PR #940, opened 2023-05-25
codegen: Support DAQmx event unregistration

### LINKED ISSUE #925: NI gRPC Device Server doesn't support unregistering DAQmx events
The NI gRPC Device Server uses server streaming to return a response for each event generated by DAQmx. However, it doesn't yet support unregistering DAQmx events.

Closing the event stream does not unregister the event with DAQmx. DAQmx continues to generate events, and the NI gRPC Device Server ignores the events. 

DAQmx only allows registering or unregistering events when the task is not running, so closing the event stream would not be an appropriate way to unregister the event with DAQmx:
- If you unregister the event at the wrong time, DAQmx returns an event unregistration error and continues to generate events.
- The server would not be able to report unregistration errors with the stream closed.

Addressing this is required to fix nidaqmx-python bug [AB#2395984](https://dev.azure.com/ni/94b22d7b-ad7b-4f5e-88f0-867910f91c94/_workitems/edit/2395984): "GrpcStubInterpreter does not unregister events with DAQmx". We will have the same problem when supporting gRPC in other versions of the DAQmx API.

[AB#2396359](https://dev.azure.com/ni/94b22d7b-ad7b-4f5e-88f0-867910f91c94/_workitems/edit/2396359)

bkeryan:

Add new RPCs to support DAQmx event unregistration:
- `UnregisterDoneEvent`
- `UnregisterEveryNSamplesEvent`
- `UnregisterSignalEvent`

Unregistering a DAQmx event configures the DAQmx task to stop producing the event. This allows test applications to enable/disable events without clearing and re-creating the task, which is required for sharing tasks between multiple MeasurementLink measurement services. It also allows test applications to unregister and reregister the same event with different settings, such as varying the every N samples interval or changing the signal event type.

####

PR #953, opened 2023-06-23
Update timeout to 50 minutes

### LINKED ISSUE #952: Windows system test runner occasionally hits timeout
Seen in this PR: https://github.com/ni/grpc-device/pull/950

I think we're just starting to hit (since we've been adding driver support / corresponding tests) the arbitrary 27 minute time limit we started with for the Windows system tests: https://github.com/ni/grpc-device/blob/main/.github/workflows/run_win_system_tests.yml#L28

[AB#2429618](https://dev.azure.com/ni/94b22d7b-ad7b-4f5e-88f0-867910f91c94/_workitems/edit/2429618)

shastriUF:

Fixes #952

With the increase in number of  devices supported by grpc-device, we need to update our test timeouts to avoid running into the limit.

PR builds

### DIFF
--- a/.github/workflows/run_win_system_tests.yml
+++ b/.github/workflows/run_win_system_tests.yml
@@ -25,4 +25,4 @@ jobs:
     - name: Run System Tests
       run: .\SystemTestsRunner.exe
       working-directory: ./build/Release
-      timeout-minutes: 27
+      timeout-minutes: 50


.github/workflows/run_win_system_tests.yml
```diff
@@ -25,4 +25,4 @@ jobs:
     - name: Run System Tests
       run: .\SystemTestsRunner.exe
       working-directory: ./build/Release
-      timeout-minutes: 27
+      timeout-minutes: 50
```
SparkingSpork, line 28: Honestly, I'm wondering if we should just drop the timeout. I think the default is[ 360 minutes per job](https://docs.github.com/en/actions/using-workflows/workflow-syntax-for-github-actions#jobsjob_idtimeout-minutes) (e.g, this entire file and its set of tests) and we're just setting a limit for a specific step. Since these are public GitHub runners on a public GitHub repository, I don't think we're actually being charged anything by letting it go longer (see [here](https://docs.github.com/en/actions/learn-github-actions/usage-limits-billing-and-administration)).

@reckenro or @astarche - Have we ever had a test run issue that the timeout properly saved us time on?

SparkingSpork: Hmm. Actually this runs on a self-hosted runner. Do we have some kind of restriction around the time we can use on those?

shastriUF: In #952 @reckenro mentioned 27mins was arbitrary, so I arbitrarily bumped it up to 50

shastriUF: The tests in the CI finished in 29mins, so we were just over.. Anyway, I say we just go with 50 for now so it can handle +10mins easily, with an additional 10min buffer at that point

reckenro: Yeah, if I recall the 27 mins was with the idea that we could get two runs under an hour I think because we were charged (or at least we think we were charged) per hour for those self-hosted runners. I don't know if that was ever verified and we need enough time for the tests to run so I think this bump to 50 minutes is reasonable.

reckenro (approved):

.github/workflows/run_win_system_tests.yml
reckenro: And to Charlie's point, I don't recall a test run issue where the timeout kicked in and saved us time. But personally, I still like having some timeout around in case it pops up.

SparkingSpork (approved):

####

• [Task to carry out]: Check the records above and copy each line that has the string "approved".

• [Exercise output]:
reckenro (approved):
SparkingSpork (approved):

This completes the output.